**WORKING DATA:**
------------------------------------

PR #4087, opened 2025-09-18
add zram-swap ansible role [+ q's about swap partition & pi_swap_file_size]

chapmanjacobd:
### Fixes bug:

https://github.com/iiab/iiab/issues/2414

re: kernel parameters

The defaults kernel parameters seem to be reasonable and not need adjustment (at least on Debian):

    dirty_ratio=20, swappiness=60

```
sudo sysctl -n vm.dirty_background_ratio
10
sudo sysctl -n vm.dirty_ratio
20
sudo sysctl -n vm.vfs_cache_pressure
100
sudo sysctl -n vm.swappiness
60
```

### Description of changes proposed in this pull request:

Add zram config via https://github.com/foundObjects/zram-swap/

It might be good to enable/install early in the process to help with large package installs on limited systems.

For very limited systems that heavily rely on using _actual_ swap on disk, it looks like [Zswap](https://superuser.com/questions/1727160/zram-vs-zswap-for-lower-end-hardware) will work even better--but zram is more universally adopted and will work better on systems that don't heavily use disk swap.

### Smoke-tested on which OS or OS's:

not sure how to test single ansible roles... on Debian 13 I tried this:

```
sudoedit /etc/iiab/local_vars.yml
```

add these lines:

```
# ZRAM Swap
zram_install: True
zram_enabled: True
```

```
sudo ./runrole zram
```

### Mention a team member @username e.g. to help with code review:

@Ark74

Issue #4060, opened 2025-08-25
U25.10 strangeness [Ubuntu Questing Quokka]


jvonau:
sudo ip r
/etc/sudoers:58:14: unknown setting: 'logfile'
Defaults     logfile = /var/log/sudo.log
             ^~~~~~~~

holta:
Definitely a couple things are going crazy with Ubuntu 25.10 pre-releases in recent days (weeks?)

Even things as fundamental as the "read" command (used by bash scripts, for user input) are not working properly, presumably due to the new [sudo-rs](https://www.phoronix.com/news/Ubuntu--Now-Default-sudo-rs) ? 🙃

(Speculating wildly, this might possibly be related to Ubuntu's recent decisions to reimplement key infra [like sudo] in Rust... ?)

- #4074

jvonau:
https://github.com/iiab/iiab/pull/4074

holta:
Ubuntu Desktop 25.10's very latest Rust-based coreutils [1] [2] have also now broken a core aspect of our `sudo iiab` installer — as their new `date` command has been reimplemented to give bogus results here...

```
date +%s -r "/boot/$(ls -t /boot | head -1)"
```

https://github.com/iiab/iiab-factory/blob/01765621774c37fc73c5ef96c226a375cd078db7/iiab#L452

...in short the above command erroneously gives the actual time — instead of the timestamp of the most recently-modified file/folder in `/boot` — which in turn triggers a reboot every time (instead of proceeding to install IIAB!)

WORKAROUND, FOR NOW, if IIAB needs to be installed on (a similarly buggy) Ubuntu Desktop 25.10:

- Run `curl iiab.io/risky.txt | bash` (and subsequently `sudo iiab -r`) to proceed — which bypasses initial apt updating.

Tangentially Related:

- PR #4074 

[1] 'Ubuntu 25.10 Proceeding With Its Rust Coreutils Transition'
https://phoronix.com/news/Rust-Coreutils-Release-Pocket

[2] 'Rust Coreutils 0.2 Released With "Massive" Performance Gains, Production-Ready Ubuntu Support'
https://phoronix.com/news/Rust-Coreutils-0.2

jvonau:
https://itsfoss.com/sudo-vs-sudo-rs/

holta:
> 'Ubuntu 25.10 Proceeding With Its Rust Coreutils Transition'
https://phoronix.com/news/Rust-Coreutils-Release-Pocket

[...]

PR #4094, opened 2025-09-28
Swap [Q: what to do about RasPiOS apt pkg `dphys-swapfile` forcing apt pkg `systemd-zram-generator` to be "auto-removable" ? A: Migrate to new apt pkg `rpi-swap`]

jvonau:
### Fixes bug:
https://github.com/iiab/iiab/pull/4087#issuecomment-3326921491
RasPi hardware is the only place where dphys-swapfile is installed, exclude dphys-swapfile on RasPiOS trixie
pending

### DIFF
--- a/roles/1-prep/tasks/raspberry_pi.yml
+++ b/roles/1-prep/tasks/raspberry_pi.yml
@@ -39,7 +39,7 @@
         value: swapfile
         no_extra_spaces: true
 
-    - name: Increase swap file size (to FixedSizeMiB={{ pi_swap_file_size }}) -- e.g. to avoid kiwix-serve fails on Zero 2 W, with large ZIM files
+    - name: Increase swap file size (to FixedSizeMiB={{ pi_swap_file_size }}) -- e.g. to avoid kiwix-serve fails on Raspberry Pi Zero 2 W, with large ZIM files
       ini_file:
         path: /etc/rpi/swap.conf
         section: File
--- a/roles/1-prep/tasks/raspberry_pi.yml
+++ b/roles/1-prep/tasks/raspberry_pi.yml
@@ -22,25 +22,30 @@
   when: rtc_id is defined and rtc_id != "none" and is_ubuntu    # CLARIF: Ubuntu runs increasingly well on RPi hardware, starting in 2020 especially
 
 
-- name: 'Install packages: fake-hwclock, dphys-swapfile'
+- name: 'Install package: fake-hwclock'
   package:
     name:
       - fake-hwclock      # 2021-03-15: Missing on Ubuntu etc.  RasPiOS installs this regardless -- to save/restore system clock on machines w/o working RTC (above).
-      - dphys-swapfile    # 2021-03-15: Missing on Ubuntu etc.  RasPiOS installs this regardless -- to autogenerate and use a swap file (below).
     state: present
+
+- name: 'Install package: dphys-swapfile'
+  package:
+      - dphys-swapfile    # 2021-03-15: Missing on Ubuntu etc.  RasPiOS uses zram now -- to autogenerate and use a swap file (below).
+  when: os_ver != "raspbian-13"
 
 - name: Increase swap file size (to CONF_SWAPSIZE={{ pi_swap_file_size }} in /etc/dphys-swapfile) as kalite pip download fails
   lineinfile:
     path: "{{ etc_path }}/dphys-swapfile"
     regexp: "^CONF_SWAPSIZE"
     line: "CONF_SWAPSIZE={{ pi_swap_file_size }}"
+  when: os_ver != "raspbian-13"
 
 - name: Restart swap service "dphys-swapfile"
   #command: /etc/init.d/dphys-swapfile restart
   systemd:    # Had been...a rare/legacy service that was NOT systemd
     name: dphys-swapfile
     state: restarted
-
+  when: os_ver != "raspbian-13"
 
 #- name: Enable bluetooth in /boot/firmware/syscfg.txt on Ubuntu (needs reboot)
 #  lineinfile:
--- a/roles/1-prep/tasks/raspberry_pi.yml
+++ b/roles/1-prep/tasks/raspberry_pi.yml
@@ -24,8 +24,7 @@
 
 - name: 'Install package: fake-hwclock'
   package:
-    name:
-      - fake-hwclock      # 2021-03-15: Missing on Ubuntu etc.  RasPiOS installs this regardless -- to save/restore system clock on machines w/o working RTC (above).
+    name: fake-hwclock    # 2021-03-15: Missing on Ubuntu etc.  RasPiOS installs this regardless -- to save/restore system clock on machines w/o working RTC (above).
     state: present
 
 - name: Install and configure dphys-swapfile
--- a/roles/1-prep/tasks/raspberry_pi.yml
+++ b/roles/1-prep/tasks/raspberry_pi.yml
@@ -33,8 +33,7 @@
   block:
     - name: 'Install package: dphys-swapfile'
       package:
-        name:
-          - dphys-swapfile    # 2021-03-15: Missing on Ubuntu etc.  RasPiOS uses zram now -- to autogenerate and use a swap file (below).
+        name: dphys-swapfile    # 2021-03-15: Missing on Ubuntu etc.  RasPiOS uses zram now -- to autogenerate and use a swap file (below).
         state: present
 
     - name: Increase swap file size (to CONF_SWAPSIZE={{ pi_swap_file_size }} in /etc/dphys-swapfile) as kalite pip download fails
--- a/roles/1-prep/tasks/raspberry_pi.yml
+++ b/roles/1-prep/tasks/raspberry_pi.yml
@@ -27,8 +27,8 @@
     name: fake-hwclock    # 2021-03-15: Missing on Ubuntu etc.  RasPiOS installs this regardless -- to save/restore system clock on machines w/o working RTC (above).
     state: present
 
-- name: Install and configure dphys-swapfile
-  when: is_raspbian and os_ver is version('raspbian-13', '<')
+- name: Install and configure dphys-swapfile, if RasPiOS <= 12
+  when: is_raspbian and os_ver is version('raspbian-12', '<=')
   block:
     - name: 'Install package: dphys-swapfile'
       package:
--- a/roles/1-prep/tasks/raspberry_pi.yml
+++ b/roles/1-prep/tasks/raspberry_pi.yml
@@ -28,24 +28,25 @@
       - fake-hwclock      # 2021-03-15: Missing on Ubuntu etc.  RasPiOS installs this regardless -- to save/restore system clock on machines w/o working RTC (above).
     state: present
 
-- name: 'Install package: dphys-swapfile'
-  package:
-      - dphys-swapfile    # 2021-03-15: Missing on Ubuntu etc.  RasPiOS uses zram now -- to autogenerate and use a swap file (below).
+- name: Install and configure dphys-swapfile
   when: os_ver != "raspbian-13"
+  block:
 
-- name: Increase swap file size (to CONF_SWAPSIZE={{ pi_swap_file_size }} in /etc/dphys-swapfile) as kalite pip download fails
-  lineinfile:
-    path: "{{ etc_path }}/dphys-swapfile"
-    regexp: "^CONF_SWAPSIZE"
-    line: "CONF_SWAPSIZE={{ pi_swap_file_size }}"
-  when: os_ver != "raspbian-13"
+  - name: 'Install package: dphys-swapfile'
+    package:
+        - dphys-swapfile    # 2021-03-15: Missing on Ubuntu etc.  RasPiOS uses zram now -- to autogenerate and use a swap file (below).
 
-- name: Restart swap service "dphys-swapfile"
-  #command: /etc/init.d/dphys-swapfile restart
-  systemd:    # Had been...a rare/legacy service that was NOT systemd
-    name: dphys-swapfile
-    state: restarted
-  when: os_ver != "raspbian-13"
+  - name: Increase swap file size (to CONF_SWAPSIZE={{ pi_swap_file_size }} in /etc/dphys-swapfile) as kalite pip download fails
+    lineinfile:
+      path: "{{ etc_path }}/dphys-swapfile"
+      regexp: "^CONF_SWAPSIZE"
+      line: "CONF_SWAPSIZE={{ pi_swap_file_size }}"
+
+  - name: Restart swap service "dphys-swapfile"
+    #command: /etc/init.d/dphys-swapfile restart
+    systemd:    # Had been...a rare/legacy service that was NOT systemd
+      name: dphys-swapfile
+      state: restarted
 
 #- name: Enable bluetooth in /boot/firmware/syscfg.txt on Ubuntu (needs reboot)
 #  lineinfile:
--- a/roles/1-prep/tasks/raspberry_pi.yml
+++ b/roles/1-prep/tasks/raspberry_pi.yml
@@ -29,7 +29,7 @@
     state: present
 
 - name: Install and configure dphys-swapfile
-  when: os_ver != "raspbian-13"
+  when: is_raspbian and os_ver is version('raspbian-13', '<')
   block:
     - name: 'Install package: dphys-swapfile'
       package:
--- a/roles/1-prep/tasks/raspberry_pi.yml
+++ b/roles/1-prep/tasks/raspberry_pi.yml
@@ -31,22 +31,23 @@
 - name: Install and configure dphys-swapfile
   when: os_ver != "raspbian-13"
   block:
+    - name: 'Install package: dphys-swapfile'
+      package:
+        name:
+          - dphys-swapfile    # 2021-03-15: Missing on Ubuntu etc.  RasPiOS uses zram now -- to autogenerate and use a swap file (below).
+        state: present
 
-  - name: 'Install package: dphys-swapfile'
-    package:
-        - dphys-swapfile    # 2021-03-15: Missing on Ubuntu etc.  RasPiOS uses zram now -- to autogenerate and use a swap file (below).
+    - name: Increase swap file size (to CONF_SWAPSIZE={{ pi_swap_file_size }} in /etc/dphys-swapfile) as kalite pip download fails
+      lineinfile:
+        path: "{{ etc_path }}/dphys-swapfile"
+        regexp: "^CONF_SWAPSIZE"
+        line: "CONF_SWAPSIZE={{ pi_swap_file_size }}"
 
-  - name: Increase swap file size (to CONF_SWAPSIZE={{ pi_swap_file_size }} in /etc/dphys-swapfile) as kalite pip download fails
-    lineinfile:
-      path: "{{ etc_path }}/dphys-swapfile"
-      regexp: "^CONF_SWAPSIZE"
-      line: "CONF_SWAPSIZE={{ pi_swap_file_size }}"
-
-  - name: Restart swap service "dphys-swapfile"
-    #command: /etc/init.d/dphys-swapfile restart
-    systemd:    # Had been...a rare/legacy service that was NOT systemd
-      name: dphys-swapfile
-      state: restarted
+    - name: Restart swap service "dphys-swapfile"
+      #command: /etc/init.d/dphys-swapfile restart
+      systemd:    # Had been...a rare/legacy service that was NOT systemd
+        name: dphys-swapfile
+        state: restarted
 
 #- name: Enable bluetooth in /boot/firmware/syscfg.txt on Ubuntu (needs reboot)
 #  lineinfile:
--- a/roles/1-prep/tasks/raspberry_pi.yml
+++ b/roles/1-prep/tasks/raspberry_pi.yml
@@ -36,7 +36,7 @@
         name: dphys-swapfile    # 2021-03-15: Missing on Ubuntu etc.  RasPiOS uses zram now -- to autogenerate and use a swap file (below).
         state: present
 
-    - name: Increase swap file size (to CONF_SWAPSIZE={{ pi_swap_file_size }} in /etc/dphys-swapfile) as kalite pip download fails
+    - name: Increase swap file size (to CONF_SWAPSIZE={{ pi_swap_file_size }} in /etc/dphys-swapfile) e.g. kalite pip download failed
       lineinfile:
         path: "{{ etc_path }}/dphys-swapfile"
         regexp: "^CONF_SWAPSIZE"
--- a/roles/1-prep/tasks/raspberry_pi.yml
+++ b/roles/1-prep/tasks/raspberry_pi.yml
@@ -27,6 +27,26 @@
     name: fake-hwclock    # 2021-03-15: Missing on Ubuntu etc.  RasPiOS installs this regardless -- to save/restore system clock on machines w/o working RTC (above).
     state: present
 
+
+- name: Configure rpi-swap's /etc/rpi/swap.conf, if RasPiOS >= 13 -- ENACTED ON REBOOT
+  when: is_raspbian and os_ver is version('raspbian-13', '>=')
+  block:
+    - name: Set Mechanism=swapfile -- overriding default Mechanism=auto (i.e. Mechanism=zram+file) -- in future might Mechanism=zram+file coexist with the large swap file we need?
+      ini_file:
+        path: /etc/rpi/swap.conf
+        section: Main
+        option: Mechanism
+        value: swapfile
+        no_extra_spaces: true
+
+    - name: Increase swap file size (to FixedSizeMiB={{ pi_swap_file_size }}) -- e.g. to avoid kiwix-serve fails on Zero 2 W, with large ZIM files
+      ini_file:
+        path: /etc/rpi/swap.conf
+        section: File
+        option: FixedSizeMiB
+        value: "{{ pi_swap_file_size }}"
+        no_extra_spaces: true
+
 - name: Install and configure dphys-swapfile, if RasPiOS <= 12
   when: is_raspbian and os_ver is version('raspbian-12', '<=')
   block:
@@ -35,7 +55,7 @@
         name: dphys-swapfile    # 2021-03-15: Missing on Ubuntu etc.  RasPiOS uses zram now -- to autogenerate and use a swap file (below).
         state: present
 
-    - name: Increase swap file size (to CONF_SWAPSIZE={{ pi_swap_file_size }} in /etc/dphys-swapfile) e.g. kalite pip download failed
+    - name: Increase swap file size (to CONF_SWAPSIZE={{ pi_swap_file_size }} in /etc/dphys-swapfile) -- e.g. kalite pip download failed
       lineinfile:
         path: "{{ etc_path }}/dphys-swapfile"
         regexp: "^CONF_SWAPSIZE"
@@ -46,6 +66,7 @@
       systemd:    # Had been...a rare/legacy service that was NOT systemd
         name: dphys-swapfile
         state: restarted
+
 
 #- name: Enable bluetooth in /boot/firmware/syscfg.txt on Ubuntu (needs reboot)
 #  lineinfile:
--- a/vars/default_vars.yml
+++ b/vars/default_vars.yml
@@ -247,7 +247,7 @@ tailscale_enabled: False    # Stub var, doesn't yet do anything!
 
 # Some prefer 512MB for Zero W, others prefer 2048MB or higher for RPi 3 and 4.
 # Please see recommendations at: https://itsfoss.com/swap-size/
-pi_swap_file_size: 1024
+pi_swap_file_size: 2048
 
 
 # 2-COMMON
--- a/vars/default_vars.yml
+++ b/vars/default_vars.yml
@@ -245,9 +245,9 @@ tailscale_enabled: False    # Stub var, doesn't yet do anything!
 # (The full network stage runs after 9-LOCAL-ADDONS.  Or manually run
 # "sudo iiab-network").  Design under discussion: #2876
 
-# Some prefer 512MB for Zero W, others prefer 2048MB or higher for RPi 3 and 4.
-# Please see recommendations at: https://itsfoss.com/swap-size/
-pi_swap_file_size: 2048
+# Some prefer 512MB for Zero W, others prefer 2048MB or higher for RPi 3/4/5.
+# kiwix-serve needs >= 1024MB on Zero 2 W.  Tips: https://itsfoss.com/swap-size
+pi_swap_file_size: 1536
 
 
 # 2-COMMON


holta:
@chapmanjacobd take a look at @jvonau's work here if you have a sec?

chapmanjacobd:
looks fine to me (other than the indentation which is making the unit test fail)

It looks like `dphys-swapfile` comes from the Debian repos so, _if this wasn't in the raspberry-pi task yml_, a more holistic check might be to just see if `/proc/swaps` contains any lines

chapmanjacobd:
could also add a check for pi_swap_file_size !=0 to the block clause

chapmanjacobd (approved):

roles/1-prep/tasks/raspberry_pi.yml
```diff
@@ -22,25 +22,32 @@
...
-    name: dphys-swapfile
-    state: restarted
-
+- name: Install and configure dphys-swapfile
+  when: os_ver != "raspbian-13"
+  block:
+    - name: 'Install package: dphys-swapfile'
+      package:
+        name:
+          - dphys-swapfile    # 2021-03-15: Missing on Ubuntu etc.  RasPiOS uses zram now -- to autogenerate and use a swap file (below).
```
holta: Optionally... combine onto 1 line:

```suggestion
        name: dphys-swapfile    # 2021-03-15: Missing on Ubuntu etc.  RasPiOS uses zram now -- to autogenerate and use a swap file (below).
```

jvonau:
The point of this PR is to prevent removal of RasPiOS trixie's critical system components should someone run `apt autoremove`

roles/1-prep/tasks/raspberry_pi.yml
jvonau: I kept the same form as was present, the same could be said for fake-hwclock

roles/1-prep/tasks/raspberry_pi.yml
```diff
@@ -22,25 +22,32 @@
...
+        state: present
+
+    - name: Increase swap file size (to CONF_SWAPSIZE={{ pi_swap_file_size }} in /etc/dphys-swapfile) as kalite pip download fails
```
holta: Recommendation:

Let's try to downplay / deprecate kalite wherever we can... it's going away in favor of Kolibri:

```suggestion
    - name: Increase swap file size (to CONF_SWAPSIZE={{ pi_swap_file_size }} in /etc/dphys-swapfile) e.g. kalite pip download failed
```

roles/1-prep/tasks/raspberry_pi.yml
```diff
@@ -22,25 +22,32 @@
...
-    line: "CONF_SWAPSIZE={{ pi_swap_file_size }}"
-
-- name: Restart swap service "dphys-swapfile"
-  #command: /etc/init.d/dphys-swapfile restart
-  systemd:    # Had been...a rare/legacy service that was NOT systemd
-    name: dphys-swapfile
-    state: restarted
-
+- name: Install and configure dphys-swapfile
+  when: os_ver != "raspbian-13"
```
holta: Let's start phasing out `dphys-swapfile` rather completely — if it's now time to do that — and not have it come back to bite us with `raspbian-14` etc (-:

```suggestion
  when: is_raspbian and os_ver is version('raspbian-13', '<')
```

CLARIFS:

------------------------------------

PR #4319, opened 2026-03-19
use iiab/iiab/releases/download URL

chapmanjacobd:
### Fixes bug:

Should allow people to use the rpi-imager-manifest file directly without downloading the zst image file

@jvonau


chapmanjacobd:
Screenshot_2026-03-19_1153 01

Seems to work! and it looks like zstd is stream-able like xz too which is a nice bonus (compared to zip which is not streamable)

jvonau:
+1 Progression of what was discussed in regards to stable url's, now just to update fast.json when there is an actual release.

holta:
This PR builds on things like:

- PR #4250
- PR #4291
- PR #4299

------------------------------------

**TO DO:** Take each line above that contains "prefer" and copy it out.

**RESULT OF THE TASK:**
 # Some prefer 512MB for Zero W, others prefer 2048MB or higher for RPi 3 and 4.
-# Some prefer 512MB for Zero W, others prefer 2048MB or higher for RPi 3 and 4.
+# Some prefer 512MB for Zero W, others prefer 2048MB or higher for RPi 3/4/5.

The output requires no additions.